## What is being asked
What lines in the records below include the word "RenderTester"? Return each one.

┌─ Data provided

PR #770, opened 2019-11-20
BREAKING CHANGE: ViewRegistry is now a ContainerHint.

### LINKED ISSUE #737: View Registry should be a container hint

rjrjr:
`LayoutRunner` constructors and `bindView` factory methods no longer have the
option to include a `ViewRegistry` parameter. Instead, every `ContainerHint`
map includes a hint pointing to the related `ViewRegistry`.

This further simplifies the chore of creating custom container views.
They no longer have to build a mechanism for getting their hands
on a `ViewRegistry` reference. In this PR you'll see various
`registry = viewRegistry` lines deleted from various factory functions
in various `BuilderBinding` calls, e.g. in `AlertContainer`,
`ModalViewContainer` and `BackStackContainer`.

Closes #737.

### DIFF
--- a/kotlin/workflow-ui-android/src/main/java/com/squareup/workflow/ui/ContainerHints.kt
+++ b/kotlin/workflow-ui-android/src/main/java/com/squareup/workflow/ui/ContainerHints.kt
@@ -19,13 +19,20 @@ import kotlin.reflect.KClass
 
 /**
  * Immutable, append-only map of values that a parent view can pass down to
- * its children via [android.view.View.showRendering] et al. Allows container views
- * to give descendants information about the context in which they're drawing.
+ * its children via [View.showRendering][android.view.View.showRendering] et al.
+ * Allows container views to give descendants information about the context in which
+ * they're drawing.
+ *
+ * Every [View.showRendering][android.view.View.showRendering] call initiated via
+ * [ViewRegistry.buildView] or [WorkflowLayout.start] includes an appropriate [ViewRegistry]
+ * hint. This allows container views to make recursive [ViewRegistry.buildView]
+ * calls to build child views to show nested renderings.
  */
 class ContainerHints private constructor(
   private val map: Map<ContainerHintKey<*>, Any>
 ) {
-  constructor() : this(emptyMap())
+  constructor(registry: ViewRegistry) :
+      this(mapOf<ContainerHintKey<*>, Any>(ViewRegistry to registry))
 
   @Suppress("UNCHECKED_CAST")
   operator fun <T : Any> get(key: ContainerHintKey<T>): T = map[key] as? T ?: key.default
--- a/kotlin/workflow-ui-android/src/main/java/com/squareup/workflow/ui/ViewRegistry.kt
+++ b/kotlin/workflow-ui-android/src/main/java/com/squareup/workflow/ui/ViewRegistry.kt
@@ -102,7 +102,12 @@ class ViewRegistry private constructor(
   ): View {
     @Suppress("UNCHECKED_CAST")
     return (allBindings[initialRendering::class] as? ViewBinding<RenderingT>)
-        ?.buildView(this, initialRendering, initialContainerHints, contextForNewView, container)
+        ?.buildView(
+            initialRendering,
+            initialContainerHints,
+            contextForNewView,
+            container
+        )
         ?.apply {
           checkNotNull(getRendering<RenderingT>()) {
             "View.bindShowRendering should have been called for $this, typically by the " +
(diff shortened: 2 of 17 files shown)


rjrjr:
`./gradlew clean build connectedCheck` passes locally.

kotlin/workflow-ui-android/src/main/java/com/squareup/workflow/ui/ViewRegistry.kt
```diff
@@ -102,7 +102,12 @@ class ViewRegistry private constructor(
   ): View {
     @Suppress("UNCHECKED_CAST")
     return (allBindings[initialRendering::class] as? ViewBinding<RenderingT>)
-        ?.buildView(this, initialRendering, initialContainerHints, contextForNewView, container)
+        ?.buildView(
+            initialRendering,
+            initialContainerHints + (ViewRegistry to this),
```
zach-klippenstein: Isn't this always a no-op? When would `this` be different than the registry already stored in the hints?

kotlin/workflow-ui-android/src/main/java/com/squareup/workflow/ui/WorkflowViewStub.kt
```diff
@@ -79,9 +78,9 @@ class WorkflowViewStub @JvmOverloads constructor(
         }
 
     return when (val parent = actual.parent) {
-      is ViewGroup -> registry.buildView(rendering, containerHints, parent)
+      is ViewGroup -> containerHints[ViewRegistry].buildView(rendering, containerHints, parent)
```
zach-klippenstein: Could we provide a top-level `buildView` function that would have the same arguments, and just pull the `ViewRegistry` out of the hints itself? Would clean up all these call sites a little.

kotlin/workflow-ui-android/src/main/java/com/squareup/workflow/ui/ContainerHints.kt
```diff
@@ -19,13 +19,20 @@ import kotlin.reflect.KClass
...
+ * [ViewRegistry.buildView] or [WorkflowLayout.start] includes an appropriate [ViewRegistry]
+ * hint. This allows container views to make recursive [ViewRegistry.buildView]
+ * calls to build child views to show nested renderings.
  */
 class ContainerHints private constructor(
   private val map: Map<ContainerHintKey<*>, Any>
 ) {
-  constructor() : this(emptyMap())
+  constructor(registry: ViewRegistry) :
+      this(mapOf<ContainerHintKey<*>, Any>((ViewRegistry to registry)))
```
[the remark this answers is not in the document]
rjrjr: You and me both, but the compiler insisted. I've seen that before, when the inferred type is more explicit than the wildcards on the LHS. Will fix the parens.

kotlin/workflow-ui-android/src/main/java/com/squareup/workflow/ui/ViewRegistry.kt
rjrjr: Good catch, will nuke.

kotlin/workflow-ui-android/src/main/java/com/squareup/workflow/ui/ContainerHints.kt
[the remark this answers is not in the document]
zach-klippenstein: I wonder if the new type inferencer is smart enough to figure this out…

kotlin/workflow-ui-android/src/main/java/com/squareup/workflow/ui/WorkflowViewStub.kt
rjrjr: Yeah, I like that.

rjrjr: Meh. Interferes with the convention of having companion objects implementing `ViewBinding` — the `buildView` function there takes precedent. And it's not all that much of a win, because most custom containers can use `WorkflowViewStub` instead of calling `buildView` themselves.

tehras:
Super small, but I noticed the `usage` example in `WorkflowViewStub` still has `viewRegistry` in the constructor.

rjrjr:
> Super small, but I noticed the usage example in WorkflowViewStub still has viewRegistry in the constructor.

Thanks!

kotlin/workflow-ui-android/src/main/java/com/squareup/workflow/ui/WorkflowViewStub.kt
zach-klippenstein: The other option is `ContainerHints.buildView` but that feels very wrong.

rjrjr: Yeah, I went through the same thought process.

It's fine, I don't think a lot of people are going to write this fragment. The main win from this PR is the ability to use `WorkflowViewStub` without having to figure out how to get your hands on a `ViewRegistry`. I'm content.

PR #773, opened 2019-11-21
[DNR] Zachklipp/try sudo

zach-klippenstein:


zach-klippenstein:
Moving sudo to the right place didn't change anything.

PR #777, opened 2019-11-22
Fix some stuff in the RenderTester kdoc.

zach-klippenstein:


zach-klippenstein:
Everything other than UI tests passed, merging.

PR #792, opened 2019-12-01
Add the ability for RenderTest to test onPropsChanged.

### LINKED ISSUE #791: [Kotlin] RenderTester should allow you to test `onPropsChanged`

zach-klippenstein:
Fixes #791.

### DIFF
--- a/kotlin/workflow-testing/src/main/java/com/squareup/workflow/testing/RenderTester.kt
+++ b/kotlin/workflow-testing/src/main/java/com/squareup/workflow/testing/RenderTester.kt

└─

## Solution below
Fix some stuff in the RenderTester kdoc.
### LINKED ISSUE #791: [Kotlin] RenderTester should allow you to test `onPropsChanged`
--- a/kotlin/workflow-testing/src/main/java/com/squareup/workflow/testing/RenderTester.kt
+++ b/kotlin/workflow-testing/src/main/java/com/squareup/workflow/testing/RenderTester.kt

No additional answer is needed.